### WHAT YOU HAVE TO DO
Out of the data below, copy every line with the string "done".

### SUPPLIED ENTRIES
-- -- --
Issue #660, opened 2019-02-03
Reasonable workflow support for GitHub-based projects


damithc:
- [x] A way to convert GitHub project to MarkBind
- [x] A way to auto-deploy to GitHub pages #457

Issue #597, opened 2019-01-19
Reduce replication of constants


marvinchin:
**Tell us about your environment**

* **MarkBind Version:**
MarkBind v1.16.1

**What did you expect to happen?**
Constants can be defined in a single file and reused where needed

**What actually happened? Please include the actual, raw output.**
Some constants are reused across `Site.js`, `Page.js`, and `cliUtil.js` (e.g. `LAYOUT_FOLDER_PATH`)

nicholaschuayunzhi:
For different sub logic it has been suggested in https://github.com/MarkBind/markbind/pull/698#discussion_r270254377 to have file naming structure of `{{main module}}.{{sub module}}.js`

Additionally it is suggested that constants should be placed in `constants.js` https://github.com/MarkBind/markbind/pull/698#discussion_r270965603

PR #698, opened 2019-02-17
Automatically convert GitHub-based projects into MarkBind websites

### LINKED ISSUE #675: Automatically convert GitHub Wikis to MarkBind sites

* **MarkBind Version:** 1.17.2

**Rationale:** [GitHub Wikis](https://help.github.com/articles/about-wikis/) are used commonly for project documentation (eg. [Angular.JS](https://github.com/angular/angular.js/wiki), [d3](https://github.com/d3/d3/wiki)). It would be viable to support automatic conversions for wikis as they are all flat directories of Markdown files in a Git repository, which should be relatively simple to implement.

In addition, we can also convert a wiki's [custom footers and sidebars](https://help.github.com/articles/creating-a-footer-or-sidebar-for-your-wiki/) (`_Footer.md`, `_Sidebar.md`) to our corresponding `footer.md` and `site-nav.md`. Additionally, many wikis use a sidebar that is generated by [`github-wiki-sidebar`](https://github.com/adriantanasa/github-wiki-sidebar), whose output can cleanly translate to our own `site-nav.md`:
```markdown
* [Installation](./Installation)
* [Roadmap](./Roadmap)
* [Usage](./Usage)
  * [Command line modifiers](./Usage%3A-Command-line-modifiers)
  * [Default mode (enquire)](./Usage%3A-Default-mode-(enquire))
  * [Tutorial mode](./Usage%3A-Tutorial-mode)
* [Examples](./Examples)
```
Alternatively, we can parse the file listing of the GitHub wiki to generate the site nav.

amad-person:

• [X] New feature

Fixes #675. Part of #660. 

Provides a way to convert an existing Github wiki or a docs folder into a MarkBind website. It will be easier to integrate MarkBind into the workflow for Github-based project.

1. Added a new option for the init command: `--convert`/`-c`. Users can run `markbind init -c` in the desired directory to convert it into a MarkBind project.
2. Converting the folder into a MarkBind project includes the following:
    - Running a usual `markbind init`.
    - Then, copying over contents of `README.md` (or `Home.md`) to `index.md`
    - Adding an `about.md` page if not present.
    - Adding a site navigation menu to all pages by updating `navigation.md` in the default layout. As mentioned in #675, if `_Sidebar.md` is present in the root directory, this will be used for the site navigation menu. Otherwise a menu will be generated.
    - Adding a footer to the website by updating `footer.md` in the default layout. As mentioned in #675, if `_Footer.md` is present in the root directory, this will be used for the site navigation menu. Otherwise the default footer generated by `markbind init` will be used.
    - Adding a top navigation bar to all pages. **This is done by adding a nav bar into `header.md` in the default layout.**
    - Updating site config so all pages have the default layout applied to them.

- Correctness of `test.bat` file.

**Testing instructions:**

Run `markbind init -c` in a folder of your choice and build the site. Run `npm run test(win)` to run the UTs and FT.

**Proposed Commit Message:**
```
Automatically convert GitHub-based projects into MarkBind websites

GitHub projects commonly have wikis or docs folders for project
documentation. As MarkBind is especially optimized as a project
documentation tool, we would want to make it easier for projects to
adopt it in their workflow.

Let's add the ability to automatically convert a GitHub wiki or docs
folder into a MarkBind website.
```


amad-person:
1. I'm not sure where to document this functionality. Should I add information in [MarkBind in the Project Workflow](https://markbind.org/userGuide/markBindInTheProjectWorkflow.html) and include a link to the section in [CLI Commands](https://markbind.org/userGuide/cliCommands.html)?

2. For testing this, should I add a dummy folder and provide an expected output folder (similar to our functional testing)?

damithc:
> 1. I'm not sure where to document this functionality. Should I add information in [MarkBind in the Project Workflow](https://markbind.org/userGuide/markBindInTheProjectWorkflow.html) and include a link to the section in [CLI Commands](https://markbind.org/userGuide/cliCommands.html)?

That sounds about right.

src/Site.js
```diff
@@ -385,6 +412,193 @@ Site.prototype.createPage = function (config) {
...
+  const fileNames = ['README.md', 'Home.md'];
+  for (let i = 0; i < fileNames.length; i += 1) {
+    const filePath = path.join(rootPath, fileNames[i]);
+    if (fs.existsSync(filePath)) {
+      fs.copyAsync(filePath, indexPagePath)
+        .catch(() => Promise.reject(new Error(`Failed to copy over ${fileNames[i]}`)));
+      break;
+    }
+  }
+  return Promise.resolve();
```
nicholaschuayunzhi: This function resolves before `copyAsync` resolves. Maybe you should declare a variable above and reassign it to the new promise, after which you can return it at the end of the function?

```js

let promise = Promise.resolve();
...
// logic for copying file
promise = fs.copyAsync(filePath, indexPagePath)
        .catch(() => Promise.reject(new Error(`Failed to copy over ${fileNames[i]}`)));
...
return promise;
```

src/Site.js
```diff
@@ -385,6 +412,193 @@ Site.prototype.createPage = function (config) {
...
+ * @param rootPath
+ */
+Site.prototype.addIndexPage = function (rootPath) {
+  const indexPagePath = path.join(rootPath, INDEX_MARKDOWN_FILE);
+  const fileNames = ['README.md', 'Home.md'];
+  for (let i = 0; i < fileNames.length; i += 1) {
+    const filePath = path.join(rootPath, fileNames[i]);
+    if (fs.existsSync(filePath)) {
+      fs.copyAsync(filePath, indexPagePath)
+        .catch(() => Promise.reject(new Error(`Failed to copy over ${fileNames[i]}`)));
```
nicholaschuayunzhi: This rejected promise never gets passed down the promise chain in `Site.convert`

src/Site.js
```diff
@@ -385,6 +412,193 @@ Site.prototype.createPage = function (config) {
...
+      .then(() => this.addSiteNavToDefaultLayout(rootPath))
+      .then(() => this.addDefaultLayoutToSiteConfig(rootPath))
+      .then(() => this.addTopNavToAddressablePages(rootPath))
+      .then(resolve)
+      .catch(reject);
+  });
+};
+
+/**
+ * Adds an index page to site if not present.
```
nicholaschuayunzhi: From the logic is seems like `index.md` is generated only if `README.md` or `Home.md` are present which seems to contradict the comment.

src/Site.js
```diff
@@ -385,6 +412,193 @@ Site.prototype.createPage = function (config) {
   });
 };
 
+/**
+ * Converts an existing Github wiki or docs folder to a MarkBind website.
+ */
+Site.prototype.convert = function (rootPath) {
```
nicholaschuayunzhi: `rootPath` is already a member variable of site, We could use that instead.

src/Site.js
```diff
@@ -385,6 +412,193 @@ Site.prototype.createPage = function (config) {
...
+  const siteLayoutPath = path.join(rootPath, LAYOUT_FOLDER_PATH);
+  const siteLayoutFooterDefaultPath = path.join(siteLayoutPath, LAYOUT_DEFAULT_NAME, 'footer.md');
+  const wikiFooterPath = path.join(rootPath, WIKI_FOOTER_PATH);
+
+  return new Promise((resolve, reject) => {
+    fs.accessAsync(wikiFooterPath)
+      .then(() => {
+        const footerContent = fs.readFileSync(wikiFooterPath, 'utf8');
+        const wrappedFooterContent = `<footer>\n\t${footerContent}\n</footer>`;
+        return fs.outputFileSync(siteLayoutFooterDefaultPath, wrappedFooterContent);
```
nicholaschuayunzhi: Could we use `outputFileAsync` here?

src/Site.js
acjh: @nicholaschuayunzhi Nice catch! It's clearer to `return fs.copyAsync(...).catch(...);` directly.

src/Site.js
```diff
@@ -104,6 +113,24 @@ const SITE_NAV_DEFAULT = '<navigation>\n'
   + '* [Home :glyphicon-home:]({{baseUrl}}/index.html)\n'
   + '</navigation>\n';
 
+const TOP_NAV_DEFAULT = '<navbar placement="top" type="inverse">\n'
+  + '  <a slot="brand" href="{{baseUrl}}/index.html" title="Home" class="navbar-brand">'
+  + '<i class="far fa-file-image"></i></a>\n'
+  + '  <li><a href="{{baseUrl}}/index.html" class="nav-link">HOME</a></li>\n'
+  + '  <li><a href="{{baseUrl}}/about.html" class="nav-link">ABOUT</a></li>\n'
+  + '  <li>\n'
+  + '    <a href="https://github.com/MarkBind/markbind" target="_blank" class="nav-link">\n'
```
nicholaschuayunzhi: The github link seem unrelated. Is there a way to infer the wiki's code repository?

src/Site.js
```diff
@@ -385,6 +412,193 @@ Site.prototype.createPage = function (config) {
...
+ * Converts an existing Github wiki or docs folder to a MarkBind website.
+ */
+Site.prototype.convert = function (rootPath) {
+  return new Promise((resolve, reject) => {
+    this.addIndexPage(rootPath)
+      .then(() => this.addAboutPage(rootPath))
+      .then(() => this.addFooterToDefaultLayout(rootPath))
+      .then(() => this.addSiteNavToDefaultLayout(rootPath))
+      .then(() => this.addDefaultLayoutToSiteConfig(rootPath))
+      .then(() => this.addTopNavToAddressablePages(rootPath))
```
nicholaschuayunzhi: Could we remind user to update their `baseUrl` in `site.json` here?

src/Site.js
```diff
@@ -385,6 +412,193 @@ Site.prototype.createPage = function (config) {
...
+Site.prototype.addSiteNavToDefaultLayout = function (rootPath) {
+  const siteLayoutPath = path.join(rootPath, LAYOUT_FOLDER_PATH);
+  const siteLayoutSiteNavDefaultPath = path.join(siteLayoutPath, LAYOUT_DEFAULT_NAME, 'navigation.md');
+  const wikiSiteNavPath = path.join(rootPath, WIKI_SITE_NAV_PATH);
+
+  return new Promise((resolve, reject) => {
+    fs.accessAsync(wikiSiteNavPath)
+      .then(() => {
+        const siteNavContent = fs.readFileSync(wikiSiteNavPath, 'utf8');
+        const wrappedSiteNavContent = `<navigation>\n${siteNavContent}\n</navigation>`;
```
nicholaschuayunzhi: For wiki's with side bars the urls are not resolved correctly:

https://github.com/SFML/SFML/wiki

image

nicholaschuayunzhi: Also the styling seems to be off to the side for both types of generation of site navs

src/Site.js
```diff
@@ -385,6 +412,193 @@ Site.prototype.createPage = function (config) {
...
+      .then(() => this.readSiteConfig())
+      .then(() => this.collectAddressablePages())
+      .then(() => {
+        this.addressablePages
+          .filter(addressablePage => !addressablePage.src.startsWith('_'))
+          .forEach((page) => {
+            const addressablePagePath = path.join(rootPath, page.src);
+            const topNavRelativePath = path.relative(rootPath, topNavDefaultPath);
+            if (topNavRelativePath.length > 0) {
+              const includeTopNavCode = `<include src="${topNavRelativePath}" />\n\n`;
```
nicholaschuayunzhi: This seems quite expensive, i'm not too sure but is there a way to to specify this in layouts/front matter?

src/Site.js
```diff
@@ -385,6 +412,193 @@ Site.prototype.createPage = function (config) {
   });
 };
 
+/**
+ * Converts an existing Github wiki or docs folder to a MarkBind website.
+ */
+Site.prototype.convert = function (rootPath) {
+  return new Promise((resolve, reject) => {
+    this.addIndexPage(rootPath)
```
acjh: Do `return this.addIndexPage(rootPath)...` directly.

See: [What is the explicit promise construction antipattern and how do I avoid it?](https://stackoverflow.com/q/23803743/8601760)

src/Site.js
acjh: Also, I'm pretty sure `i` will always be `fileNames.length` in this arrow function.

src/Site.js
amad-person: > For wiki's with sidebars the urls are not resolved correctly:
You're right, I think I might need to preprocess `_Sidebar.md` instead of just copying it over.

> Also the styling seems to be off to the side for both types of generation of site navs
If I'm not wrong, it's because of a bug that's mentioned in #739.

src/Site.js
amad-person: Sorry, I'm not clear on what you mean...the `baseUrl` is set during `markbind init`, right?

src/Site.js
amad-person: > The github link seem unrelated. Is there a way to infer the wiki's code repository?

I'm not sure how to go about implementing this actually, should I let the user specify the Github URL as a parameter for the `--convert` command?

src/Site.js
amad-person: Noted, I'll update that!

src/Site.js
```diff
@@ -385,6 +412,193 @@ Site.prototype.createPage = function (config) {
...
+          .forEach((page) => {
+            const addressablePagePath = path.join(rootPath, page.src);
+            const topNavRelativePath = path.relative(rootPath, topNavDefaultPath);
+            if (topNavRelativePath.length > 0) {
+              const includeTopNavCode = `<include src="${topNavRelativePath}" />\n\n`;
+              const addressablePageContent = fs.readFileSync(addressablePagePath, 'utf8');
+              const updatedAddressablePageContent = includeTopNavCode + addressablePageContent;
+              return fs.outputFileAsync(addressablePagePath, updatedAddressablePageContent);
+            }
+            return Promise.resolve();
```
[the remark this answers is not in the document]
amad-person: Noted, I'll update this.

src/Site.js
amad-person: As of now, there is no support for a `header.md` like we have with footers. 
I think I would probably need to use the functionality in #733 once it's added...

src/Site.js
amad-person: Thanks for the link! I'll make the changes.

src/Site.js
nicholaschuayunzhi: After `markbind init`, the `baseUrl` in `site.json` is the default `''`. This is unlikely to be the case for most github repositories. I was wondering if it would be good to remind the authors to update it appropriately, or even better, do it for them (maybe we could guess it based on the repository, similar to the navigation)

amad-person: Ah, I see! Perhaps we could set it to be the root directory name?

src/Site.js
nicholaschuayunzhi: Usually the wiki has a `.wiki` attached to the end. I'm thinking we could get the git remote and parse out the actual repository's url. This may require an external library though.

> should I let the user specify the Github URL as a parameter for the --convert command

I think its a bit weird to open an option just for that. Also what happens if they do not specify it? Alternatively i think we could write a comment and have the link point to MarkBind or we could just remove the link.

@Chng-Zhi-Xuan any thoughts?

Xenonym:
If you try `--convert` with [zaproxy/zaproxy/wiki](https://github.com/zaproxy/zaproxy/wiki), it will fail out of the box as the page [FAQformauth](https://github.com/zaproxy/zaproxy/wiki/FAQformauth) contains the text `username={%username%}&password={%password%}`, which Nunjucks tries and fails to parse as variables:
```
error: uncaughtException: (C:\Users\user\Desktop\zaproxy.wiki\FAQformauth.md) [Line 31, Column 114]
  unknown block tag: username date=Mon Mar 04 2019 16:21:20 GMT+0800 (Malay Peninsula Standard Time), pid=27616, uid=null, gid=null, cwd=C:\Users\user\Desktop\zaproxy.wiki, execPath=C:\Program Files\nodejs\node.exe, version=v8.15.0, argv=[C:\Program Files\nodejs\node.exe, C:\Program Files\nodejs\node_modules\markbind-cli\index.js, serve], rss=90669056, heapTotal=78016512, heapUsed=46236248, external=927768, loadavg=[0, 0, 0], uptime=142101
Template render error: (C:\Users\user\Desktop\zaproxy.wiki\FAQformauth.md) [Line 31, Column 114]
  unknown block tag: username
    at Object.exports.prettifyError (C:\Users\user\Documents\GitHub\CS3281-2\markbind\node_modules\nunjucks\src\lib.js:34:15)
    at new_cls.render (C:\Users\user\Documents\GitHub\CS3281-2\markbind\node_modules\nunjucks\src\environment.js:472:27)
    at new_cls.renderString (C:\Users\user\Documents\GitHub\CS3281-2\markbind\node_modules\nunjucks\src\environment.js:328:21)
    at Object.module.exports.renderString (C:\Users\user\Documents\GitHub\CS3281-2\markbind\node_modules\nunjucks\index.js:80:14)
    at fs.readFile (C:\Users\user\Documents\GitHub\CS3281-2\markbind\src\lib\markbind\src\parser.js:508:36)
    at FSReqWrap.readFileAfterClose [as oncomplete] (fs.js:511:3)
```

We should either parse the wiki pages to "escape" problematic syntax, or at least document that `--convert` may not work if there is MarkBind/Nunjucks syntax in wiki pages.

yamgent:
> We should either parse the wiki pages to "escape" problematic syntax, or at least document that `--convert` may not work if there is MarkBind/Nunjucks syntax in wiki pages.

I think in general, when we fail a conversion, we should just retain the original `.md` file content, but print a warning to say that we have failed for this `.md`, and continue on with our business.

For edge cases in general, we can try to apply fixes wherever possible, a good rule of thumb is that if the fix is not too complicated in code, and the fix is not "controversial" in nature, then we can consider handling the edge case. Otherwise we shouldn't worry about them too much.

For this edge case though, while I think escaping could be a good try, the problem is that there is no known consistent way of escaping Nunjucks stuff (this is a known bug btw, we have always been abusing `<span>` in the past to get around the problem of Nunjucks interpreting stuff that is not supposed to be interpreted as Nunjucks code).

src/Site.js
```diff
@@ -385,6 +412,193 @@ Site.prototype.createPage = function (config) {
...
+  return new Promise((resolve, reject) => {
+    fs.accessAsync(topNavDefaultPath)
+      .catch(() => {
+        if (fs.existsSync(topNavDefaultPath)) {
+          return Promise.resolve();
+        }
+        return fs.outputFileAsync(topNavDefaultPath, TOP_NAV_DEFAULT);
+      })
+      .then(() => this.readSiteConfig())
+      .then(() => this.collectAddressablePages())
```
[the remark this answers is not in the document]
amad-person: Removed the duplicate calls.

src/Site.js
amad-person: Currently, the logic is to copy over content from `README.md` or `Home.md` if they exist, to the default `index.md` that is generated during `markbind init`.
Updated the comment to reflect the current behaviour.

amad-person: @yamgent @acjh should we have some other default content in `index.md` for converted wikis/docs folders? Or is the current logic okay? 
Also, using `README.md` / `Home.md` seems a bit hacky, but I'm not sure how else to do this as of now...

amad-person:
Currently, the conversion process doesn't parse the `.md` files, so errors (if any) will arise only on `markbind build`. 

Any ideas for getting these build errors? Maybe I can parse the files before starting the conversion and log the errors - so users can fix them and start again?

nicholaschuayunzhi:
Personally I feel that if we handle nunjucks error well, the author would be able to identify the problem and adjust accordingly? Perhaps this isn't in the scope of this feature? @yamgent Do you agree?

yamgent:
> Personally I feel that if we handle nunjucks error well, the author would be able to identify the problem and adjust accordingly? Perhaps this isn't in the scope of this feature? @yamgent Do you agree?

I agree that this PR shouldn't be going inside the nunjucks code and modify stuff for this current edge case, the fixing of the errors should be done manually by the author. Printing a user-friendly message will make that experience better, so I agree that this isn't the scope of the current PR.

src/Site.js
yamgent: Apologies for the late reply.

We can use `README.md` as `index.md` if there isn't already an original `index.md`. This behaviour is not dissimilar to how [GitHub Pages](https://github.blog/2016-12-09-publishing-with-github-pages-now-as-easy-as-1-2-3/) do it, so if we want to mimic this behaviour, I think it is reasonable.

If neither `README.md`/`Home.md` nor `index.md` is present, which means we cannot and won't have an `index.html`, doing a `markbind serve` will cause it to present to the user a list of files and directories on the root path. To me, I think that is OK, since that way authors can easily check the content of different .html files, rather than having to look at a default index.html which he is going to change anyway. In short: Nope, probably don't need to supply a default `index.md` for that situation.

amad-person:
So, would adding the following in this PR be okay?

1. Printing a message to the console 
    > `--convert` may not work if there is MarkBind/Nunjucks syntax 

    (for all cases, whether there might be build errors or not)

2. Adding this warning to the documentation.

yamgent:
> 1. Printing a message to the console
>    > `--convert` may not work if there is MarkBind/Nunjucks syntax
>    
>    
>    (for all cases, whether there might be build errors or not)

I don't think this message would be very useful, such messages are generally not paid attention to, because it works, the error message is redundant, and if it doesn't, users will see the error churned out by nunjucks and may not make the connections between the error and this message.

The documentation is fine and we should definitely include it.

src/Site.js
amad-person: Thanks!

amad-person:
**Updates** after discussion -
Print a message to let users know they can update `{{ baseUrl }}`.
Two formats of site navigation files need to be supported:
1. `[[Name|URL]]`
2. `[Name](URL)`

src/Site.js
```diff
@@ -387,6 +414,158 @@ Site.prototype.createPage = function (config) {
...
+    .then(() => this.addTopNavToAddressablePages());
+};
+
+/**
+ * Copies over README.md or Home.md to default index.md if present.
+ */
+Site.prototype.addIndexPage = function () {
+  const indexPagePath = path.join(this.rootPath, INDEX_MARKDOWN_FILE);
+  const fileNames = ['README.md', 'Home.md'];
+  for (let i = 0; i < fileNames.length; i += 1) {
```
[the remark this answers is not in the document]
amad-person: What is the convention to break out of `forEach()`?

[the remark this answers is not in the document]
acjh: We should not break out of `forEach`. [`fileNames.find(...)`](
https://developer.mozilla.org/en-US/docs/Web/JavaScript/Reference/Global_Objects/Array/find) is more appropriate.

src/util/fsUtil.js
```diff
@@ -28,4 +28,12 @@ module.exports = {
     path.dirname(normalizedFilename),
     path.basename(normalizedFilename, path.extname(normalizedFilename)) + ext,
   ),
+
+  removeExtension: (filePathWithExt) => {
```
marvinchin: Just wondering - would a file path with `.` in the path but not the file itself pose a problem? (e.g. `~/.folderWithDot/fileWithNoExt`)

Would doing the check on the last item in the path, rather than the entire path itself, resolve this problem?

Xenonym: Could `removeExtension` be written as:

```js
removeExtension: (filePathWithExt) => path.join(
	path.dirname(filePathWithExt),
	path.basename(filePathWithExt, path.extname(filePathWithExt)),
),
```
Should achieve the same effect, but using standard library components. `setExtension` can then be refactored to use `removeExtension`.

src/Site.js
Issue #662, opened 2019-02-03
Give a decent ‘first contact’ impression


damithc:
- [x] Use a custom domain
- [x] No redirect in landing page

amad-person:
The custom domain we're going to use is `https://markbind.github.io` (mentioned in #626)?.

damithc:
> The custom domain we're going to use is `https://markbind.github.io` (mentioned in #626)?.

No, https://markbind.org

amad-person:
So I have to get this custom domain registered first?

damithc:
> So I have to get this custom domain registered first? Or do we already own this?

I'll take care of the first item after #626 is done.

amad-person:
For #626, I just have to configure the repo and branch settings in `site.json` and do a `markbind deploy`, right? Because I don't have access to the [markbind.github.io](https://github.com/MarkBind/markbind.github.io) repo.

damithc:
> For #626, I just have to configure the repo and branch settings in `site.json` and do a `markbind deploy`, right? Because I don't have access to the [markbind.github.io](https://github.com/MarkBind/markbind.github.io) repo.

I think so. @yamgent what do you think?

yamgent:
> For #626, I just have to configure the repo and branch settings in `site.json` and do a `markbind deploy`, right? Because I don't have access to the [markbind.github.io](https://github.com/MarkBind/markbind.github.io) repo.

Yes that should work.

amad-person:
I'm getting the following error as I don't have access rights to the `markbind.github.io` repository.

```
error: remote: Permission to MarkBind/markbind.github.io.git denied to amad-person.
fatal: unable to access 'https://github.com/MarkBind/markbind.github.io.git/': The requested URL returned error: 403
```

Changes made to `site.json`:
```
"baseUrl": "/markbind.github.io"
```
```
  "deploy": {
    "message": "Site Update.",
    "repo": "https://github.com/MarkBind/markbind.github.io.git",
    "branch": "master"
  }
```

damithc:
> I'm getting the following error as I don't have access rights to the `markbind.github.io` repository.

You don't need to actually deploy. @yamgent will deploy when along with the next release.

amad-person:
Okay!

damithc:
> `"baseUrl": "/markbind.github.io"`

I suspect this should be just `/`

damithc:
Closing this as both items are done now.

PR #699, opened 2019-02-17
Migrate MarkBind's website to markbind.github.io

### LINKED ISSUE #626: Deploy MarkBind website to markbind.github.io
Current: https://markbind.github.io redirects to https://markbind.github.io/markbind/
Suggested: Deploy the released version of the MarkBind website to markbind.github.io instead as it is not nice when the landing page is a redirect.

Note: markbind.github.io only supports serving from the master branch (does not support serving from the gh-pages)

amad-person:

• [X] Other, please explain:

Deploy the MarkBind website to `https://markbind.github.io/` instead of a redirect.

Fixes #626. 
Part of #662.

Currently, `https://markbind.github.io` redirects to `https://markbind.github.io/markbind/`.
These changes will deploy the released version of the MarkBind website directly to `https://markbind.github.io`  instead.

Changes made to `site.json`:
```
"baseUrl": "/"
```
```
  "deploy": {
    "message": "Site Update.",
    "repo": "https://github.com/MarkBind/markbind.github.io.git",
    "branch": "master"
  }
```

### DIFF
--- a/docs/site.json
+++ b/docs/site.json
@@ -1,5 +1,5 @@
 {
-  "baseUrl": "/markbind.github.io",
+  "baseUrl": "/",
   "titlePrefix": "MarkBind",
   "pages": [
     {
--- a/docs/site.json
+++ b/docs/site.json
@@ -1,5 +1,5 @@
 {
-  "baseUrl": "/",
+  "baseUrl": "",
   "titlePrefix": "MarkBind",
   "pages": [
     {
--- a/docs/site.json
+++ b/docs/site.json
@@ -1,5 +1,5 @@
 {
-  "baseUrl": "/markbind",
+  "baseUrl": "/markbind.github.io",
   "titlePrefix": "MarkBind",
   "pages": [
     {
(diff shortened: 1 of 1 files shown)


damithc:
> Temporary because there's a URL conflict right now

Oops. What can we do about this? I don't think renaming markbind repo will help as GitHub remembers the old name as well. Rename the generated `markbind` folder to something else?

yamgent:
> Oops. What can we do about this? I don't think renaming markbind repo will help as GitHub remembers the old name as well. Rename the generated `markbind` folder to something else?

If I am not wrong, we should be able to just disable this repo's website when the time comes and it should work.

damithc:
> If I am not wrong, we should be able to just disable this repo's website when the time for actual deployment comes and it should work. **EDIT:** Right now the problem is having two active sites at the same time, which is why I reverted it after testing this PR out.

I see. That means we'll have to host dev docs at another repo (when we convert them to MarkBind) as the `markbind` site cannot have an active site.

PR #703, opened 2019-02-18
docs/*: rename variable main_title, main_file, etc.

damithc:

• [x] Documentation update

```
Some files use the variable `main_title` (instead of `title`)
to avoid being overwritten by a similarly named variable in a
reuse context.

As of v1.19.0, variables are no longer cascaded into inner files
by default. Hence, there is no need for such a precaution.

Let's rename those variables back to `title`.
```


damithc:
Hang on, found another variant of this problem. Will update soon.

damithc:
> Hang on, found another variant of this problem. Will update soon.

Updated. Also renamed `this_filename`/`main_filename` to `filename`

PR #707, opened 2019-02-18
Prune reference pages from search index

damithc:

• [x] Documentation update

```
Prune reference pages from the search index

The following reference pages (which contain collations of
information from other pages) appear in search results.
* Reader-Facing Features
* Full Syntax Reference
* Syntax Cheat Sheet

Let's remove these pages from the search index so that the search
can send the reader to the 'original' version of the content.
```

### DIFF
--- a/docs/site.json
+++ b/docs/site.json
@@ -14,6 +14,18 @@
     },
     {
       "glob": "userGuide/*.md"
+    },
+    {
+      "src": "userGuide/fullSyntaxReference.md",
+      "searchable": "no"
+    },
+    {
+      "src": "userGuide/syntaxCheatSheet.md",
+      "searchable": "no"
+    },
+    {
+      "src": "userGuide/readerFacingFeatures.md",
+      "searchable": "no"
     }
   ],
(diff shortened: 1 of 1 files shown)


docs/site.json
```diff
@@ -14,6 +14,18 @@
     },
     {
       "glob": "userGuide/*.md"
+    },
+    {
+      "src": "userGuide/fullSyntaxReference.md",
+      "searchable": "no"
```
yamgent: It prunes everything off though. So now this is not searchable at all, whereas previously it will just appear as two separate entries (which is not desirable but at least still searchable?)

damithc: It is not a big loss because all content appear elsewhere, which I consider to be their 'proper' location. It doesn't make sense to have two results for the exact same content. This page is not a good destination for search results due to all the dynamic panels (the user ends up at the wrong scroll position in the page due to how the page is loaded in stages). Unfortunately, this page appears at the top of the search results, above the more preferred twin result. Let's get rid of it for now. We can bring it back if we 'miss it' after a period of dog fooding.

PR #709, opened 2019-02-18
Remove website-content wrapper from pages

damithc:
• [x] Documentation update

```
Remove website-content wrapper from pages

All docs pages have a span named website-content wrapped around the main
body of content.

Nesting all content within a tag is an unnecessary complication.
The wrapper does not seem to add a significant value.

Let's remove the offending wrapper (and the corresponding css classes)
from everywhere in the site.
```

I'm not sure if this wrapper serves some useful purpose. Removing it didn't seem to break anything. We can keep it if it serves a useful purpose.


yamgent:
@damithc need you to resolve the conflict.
-- -- --
### WRITTEN RESPONSE
    - Adding a top navigation bar to all pages. **This is done by adding a nav bar into `header.md` in the default layout.**
I agree that this PR shouldn't be going inside the nunjucks code and modify stuff for this current edge case, the fixing of the errors should be done manually by the author. Printing a user-friendly message will make that experience better, so I agree that this isn't the scope of the current PR.
I'll take care of the first item after #626 is done.
Closing this as both items are done now.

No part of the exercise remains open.